问题
I have a simple program because I'm trying to receive data using kafka
. When I start a kafka producer and I send data, for example: "Hello", I get this when I print the message: (null, Hello)
. And I don't know why this null appears. Is there any way to avoid this null? I think it's due to Tuple2<String, String>
, the first parameter, but I only want to print the second parameter. And another thing, when I print that using System.out.println("inside map "+ message);
it does not appear any message, does someone know why? Thanks.

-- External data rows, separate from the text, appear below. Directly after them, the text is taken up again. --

PR #2058, opened 2026-02-26
fix(tmux): harden auto-respawn hook with dead-pane guard and background execution

l0g1x:
## Summary

Rewrites `SetAutoRespawnHook` to fix three problems: the hook races with the daemon's heartbeat restart, error output leaks to the user's active pane, and the hook uses bare `tmux` instead of the configured socket.

## Merge order

This is **PR 2 of 4** from the [tmux reliability split](https://github.com/steveyegge/gastown/pull/2042#issuecomment-3964454473). Should merge after PR 1 (#2057, deacon dead-pane respawn) since both contribute to the `respawn_hook_test.go` file.

2. **This PR** -- auto-respawn hook safety
3. Session creation race fix
4. Socket derivation from town name

## Problem

**1. Hook races with daemon heartbeat.** The pane-died hook sleeps 3 seconds then blindly runs `respawn-pane -k`. If the daemon's heartbeat fires during those 3 seconds and restarts the session, the hook kills the fresh agent. The deacon appears to crash-loop but is actually being killed by its own recovery hook.

**2. Error output leaks to user's pane.** `run-shell` (without `-b`) displays command failures on the attached client's current pane. When the target session has been killed entirely, the hook fails and the error message ("returned 1") appears on whichever pane the user is viewing.

**3. Hook uses wrong tmux server.** The hook command runs bare `tmux respawn-pane` which connects to the default server. When sessions live on a dedicated socket (e.g., `-L gt`), the hook targets the wrong server and silently fails.

## Changes

**`internal/tmux/tmux.go`** -- `SetAutoRespawnHook` rewritten with three safety measures:

- `run-shell -b` (background execution) prevents output from leaking to the user's active pane
- Dead-pane guard (`#{pane_dead}` check via `list-panes`) skips respawn if the daemon already restarted the session during the 3-second sleep window. Uses `##{pane_dead}` escaping so the format variable is evaluated at shell execution time, not at hook registration time.
- `|| true` suppresses errors when the session has been killed entirely

New `buildAutoRespawnHookCmd` extracts the hook command construction for testability. The function takes a `tmuxCmd` parameter (e.g., `"tmux -L gt"`) so all embedded tmux calls target the correct socket.

**`internal/tmux/respawn_hook_test.go`** (new) -- 6 test functions:
- `TestAutoRespawnHook_RespawnWorks` -- end-to-end: process dies, hook respawns it
- `TestAutoRespawnHook_SocketFlagInHookCmd` -- verifies `-L` flag in hook command
- `TestAutoRespawnHook_NoSocket` -- verifies bare `tmux` when no socket configured
- `TestAutoRespawnHook_SkipsAlreadyAlive` -- daemon restarts during sleep, hook skips
- `TestAutoRespawnHook_SilentOnSessionKilled` -- no error output when session gone
- `TestAutoRespawnHookCmd_Format` -- unit tests for the command string format (5 subtests)

### DIFF
--- a/internal/tmux/respawn_hook_test.go
+++ b/internal/tmux/respawn_hook_test.go
@@ -1,0 +1,418 @@
+package tmux
+
+import (
+	"fmt"
+	"os"
+	"os/exec"
+	"strings"
+	"testing"
+	"time"
+)
+
+// requireTestSocket returns a per-test socket name and skips the test if
+// tmux is not installed. Each test gets its own socket to prevent interference.
+// The socket server is cleaned up when the test finishes.
+func requireTestSocket(t *testing.T) string {
+	t.Helper()
+	if !hasTmux() {
+		t.Skip("tmux not installed")
+	}
+	socket := fmt.Sprintf("gt-test-hook-%d", os.Getpid())
+	t.Cleanup(func() {
+		_ = exec.Command("tmux", "-L", socket, "kill-server").Run()
+	})
+	return socket
+}
+
+// testSession creates a session on the given socket running a simple command.
+// Returns after the session is confirmed alive.
+func testSession(t *testing.T, socket, session, command string) {
+	t.Helper()
+	args := []string{"-L", socket, "new-session", "-d", "-s", session, command}
+	out, err := exec.Command("tmux", args...).CombinedOutput()
+	if err != nil {
+		t.Fatalf("failed to create test session %q on socket %q: %v\n%s", session, socket, err, out)
+	}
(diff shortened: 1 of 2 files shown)


steveyegge:
Sheriff review: Hardens auto-respawn hook with dead-pane guard and background execution (+474 lines). Related to #2057 (already merged). The concept is sound but 474 lines is substantial — needs review for interaction with the respawn logic in #2057.

steveyegge:

PR #2059, opened 2026-02-26
fix(tmux): eliminate session creation race by running command as initial pane process

l0g1x:
## Summary

Replaces the `EnsureSessionFresh` + `SendKeys` pattern with `EnsureSessionFreshWithCommand`, which runs the agent command as the pane's initial process. This eliminates the race condition that causes empty polecat windows after `gt up`.

## Merge order

This is **PR 3 of 4** from the [tmux reliability split](https://github.com/steveyegge/gastown/pull/2042#issuecomment-3964454473). Independent of PRs 1 and 2; can merge in any order relative to them.

2. Auto-respawn hook safety (#2058)
3. **This PR** -- session creation race fix
4. Socket derivation from town name

## Problem

`EnsureSessionFresh` creates a tmux session with a shell, then calls `SendKeys` to type the agent command into the shell. If the shell hasn't started by the time `SendKeys` fires, the keystrokes are lost. The pane shows an empty shell prompt instead of a running agent. This is visible in production as blank polecat windows after `gt up`, especially under load when multiple sessions start concurrently.

The race window is small (~10-50ms) but reliably triggers when the system is busy starting 5+ agents simultaneously.

## Changes

**`internal/tmux/tmux.go`**

- `ErrSessionRunning` -- new sentinel error for callers that need to detect healthy existing sessions
- `NewSessionWithCommand` / `NewSessionWithCommandAndEnv` -- rewritten to use two-step creation: create session with default shell, enable `remain-on-exit`, then replace the shell with `respawn-pane -k` using the actual command. Adds `workDir` validation and calls `checkSessionAfterCreate` for immediate failure detection.
- `checkSessionAfterCreate` -- new method that checks if a newly created session's command failed immediately (binary not found, syntax error). Uses `remain-on-exit` + `#{pane_dead}` + `#{pane_dead_status}` to detect non-zero exits within 50ms.
- `EnsureSessionFreshWithCommand` -- new method that replaces the `EnsureSessionFresh` + `SendKeys` pattern. Checks for existing sessions, kills zombies, creates with command as initial process. Returns `ErrSessionRunning` if an existing session has a healthy agent.
- `WakePane` -- switched from `resize-pane` to `resize-window` to fix SIGWINCH delivery on single-pane sessions
- Nudge improvements: `sanitizeNudgeMessage` strips control characters, `sendMessageToTarget` chunks large messages, `NudgeSession`/`NudgePane` cancel copy-mode before sending and use 600ms ESC timing

**`internal/daemon/daemon.go`** -- `restartPolecatSession` now builds the startup command first, then calls `EnsureSessionFreshWithCommand` instead of `EnsureSessionFresh` + `SendKeys`. Handles `ErrSessionRunning`.

**`internal/daemon/lifecycle.go`** -- `restartSession` updated with the same pattern.

**`internal/tmux/session_creation_test.go`** (new, 2657 lines) -- 65 tests covering:
- Blank window prevention (command as initial process)
- WorkDir validation (missing dir, file-not-dir, empty)
- Immediate failure detection (bad binary, syntax error)
- Concurrent session creation
- Rapid create/destroy cycles
- Special characters and Unicode in commands
- Nudge timing and sanitization

**`internal/tmux/tmux_test.go`** -- test refactoring: `newTestTmux` helper for consistent socket setup, updated `TestEnsureSessionFresh*` tests.

### DIFF
--- a/internal/daemon/daemon.go
+++ b/internal/daemon/daemon.go
@@ -3,6 +3,7 @@ package daemon
 import (
 	"context"
 	"encoding/json"
+	"errors"
 	"fmt"
 	"log"
 	"os"
@@ -1123,7 +1124,6 @@ func (d *Daemon) isRigOperational(rigName string) (bool, string) {
 	return true, ""
 }
 
-
 // processLifecycleRequests checks for and processes lifecycle requests.
 func (d *Daemon) processLifecycleRequests() {
 	d.ProcessLifecycleRequests()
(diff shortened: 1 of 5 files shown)


steveyegge:
Sheriff review: 3100+ lines changing session creation from send-keys to initial pane process. This is a fundamental tmux architecture change that needs careful review. Leaving for maintainer.

steveyegge:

public static void main(String[] args){
SparkConf sparkConf = new SparkConf().setAppName("org.kakfa.spark.ConsumerData").setMaster("local[4]");
// Substitute 127.0.0.1 with the actual address of your Spark Master (or use "local" to run in local mode
sparkConf.set("spark.cassandra.connection.host", "127.0.0.1");
// Create the context with 2 seconds batch size
JavaStreamingContext jssc = new JavaStreamingContext(sparkConf, new Duration(2000));
Map<String, Integer> topicMap = new HashMap<>();
String[] topics = KafkaProperties.TOPIC.split(",");
for (String topic: topics) {
topicMap.put(topic, KafkaProperties.NUM_THREADS);
}
/* connection to cassandra */
CassandraConnector connector = CassandraConnector.apply(sparkConf);
System.out.println("+++++++++++ cassandra connector created ++++++++++++++++++++++++++++");
/* Receive kafka inputs */
JavaPairReceiverInputDStream<String, String> messages =
KafkaUtils.createStream(jssc, KafkaProperties.ZOOKEEPER, KafkaProperties.GROUP_CONSUMER, topicMap);
System.out.println("+++++++++++++ streaming-kafka connection done +++++++++++++++++++++++++++");
JavaDStream<String> lines = messages.map(
new Function<Tuple2<String, String>, String>() {
public String call(Tuple2<String, String> message) {
System.out.println("inside map "+ message);
return message._2();
}
}
);
messages.print();
jssc.start();
jssc.awaitTermination();
}
回答1:
Q1) Null values:
Messages in Kafka are Keyed, that means they all have a (Key, Value) structure.
When you see (null, Hello)
is because the producer published a (null,"Hello")
value in a topic.
If you want to omit the key in your process, map the original Dtream
to remove the key: kafkaDStream.map( new Function<String,String>() {...})
Q2) System.out.println("inside map "+ message);
does not print. A couple of classical reasons:
Transformations are applied in the executors, so when running in a cluster, that output will appear in the executors and not on the master.
Operations are lazy and DStreams need to be materialized for operations to be applied.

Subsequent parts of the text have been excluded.